- _AIM OF THE EXERCISE_:
The response is to be the full listing, set down exactly.

- _INPUT DATA_:
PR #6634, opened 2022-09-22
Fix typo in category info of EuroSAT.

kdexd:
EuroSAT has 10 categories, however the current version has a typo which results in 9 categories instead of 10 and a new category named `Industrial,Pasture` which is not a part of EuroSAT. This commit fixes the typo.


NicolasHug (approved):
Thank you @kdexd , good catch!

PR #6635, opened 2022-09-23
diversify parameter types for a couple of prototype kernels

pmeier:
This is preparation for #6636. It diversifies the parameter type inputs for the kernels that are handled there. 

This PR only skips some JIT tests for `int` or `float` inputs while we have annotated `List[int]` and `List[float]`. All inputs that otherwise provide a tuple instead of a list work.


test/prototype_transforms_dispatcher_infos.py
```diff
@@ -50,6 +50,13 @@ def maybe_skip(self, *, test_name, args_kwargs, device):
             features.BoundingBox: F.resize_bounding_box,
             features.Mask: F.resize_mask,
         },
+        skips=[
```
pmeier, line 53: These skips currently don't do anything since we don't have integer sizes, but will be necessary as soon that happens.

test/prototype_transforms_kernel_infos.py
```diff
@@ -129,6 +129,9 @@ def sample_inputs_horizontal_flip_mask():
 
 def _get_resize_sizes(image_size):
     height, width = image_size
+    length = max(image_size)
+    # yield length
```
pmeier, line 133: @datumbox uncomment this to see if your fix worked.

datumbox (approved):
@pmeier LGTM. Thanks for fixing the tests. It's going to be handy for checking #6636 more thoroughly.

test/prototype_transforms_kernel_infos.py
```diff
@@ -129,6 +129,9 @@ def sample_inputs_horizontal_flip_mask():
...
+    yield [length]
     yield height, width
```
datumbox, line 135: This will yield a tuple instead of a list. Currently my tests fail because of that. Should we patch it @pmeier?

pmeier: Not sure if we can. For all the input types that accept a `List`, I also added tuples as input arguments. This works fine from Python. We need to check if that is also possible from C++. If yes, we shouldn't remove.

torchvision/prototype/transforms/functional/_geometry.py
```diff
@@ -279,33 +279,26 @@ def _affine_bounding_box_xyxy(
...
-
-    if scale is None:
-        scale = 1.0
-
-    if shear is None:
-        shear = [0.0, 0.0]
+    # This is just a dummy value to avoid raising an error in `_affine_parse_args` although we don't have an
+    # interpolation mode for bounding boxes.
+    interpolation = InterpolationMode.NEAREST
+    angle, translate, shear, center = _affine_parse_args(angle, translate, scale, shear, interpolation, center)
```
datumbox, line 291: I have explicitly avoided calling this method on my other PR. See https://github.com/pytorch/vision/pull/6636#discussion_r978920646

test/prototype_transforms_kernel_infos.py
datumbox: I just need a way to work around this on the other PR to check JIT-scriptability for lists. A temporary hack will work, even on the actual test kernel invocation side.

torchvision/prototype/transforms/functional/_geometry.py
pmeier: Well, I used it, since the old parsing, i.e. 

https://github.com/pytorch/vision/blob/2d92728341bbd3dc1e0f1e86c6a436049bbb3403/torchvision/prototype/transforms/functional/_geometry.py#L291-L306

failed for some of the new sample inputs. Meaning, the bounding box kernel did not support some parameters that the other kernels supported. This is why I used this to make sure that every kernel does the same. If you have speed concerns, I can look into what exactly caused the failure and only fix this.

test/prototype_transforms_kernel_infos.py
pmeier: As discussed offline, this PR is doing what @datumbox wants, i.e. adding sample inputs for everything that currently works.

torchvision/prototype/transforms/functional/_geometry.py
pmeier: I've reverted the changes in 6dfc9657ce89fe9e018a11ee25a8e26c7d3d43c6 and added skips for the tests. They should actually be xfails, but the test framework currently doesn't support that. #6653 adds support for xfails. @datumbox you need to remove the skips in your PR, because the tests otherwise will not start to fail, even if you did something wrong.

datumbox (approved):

- _WRITTEN SOLUTION_:
PR #6634, opened 2022-09-22
Fix typo in category info of EuroSAT.

kdexd:
EuroSAT has 10 categories, however the current version has a typo which results in 9 categories instead of 10 and a new category named `Industrial,Pasture` which is not a part of EuroSAT. This commit fixes the typo.


NicolasHug (approved):
Thank you @kdexd , good catch!

PR #6635, opened 2022-09-23
diversify parameter types for a couple of prototype kernels

pmeier:
This is preparation for #6636. It diversifies the parameter type inputs for the kernels that are handled there. 

This PR only skips some JIT tests for `int` or `float` inputs while we have annotated `List[int]` and `List[float]`. All inputs that otherwise provide a tuple instead of a list work.


test/prototype_transforms_dispatcher_infos.py
```diff
@@ -50,6 +50,13 @@ def maybe_skip(self, *, test_name, args_kwargs, device):
             features.BoundingBox: F.resize_bounding_box,
             features.Mask: F.resize_mask,
         },
+        skips=[
```
pmeier, line 53: These skips currently don't do anything since we don't have integer sizes, but will be necessary as soon that happens.

test/prototype_transforms_kernel_infos.py
```diff
@@ -129,6 +129,9 @@ def sample_inputs_horizontal_flip_mask():
 
 def _get_resize_sizes(image_size):
     height, width = image_size
+    length = max(image_size)
+    # yield length
```
pmeier, line 133: @datumbox uncomment this to see if your fix worked.

datumbox (approved):
@pmeier LGTM. Thanks for fixing the tests. It's going to be handy for checking #6636 more thoroughly.

test/prototype_transforms_kernel_infos.py
```diff
@@ -129,6 +129,9 @@ def sample_inputs_horizontal_flip_mask():
...
+    yield [length]
     yield height, width
```
datumbox, line 135: This will yield a tuple instead of a list. Currently my tests fail because of that. Should we patch it @pmeier?

pmeier: Not sure if we can. For all the input types that accept a `List`, I also added tuples as input arguments. This works fine from Python. We need to check if that is also possible from C++. If yes, we shouldn't remove.

torchvision/prototype/transforms/functional/_geometry.py
```diff
@@ -279,33 +279,26 @@ def _affine_bounding_box_xyxy(
...
-
-    if scale is None:
-        scale = 1.0
-
-    if shear is None:
-        shear = [0.0, 0.0]
+    # This is just a dummy value to avoid raising an error in `_affine_parse_args` although we don't have an
+    # interpolation mode for bounding boxes.
+    interpolation = InterpolationMode.NEAREST
+    angle, translate, shear, center = _affine_parse_args(angle, translate, scale, shear, interpolation, center)
```
datumbox, line 291: I have explicitly avoided calling this method on my other PR. See https://github.com/pytorch/vision/pull/6636#discussion_r978920646

test/prototype_transforms_kernel_infos.py
datumbox: I just need a way to work around this on the other PR to check JIT-scriptability for lists. A temporary hack will work, even on the actual test kernel invocation side.

torchvision/prototype/transforms/functional/_geometry.py
pmeier: Well, I used it, since the old parsing, i.e. 

https://github.com/pytorch/vision/blob/2d92728341bbd3dc1e0f1e86c6a436049bbb3403/torchvision/prototype/transforms/functional/_geometry.py#L291-L306

failed for some of the new sample inputs. Meaning, the bounding box kernel did not support some parameters that the other kernels supported. This is why I used this to make sure that every kernel does the same. If you have speed concerns, I can look into what exactly caused the failure and only fix this.

test/prototype_transforms_kernel_infos.py
pmeier: As discussed offline, this PR is doing what @datumbox wants, i.e. adding sample inputs for everything that currently works.

torchvision/prototype/transforms/functional/_geometry.py
pmeier: I've reverted the changes in 6dfc9657ce89fe9e018a11ee25a8e26c7d3d43c6 and added skips for the tests. They should actually be xfails, but the test framework currently doesn't support that. #6653 adds support for xfails. @datumbox you need to remove the skips in your PR, because the tests otherwise will not start to fail, even if you did something wrong.

datumbox (approved):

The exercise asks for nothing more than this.